Items listed in a dataset:
.....

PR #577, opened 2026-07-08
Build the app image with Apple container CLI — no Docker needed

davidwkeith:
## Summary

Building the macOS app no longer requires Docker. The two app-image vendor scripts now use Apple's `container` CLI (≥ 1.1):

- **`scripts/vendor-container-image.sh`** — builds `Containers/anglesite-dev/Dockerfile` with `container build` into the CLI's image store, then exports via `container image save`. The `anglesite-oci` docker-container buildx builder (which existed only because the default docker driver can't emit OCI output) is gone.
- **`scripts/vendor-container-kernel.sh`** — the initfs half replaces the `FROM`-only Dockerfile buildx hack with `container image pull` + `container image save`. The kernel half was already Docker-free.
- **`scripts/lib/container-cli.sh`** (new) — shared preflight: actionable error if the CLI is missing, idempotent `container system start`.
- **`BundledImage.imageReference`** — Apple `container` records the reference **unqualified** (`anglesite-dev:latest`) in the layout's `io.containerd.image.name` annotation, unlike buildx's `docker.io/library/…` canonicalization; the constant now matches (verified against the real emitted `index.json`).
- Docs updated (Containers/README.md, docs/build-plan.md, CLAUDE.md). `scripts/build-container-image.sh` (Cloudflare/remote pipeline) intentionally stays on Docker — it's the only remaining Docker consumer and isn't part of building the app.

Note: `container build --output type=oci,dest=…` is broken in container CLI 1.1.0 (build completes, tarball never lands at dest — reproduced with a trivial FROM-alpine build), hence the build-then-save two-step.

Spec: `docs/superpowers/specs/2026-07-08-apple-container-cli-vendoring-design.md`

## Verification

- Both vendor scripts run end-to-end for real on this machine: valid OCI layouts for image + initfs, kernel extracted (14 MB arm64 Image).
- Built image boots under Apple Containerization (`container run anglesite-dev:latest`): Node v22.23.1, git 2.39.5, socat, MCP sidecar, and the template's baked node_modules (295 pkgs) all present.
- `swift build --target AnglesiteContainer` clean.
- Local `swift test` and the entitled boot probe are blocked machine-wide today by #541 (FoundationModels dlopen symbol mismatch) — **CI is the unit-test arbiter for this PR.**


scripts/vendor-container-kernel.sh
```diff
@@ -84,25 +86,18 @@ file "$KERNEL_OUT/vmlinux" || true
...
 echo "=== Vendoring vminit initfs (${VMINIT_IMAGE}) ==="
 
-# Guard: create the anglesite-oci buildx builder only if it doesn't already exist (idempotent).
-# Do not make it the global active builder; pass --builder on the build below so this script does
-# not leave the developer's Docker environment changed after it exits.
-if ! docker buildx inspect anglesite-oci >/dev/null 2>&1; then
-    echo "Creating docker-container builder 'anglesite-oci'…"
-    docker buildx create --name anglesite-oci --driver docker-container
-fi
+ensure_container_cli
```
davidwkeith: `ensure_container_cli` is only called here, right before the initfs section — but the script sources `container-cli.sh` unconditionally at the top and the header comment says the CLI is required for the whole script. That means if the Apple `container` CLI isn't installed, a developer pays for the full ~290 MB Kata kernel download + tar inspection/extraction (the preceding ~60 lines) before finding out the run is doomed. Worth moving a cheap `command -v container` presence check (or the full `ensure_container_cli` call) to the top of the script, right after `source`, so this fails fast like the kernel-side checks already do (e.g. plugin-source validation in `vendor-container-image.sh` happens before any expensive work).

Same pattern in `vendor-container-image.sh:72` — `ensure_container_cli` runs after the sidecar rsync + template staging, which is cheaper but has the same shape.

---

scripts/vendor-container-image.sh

.....

Looking at the records above, return exactly the lines from the line with "- Both vendor" to the line with "- Built image", both ends included.

- Both vendor scripts run end-to-end for real on this machine: valid OCI layouts for image + initfs, kernel extracted (14 MB arm64 Image).
- Built image boots under Apple Containerization (`container run anglesite-dev:latest`): Node v22.23.1, git 2.39.5, socat, MCP sidecar, and the template's baked node_modules (295 pkgs) all present.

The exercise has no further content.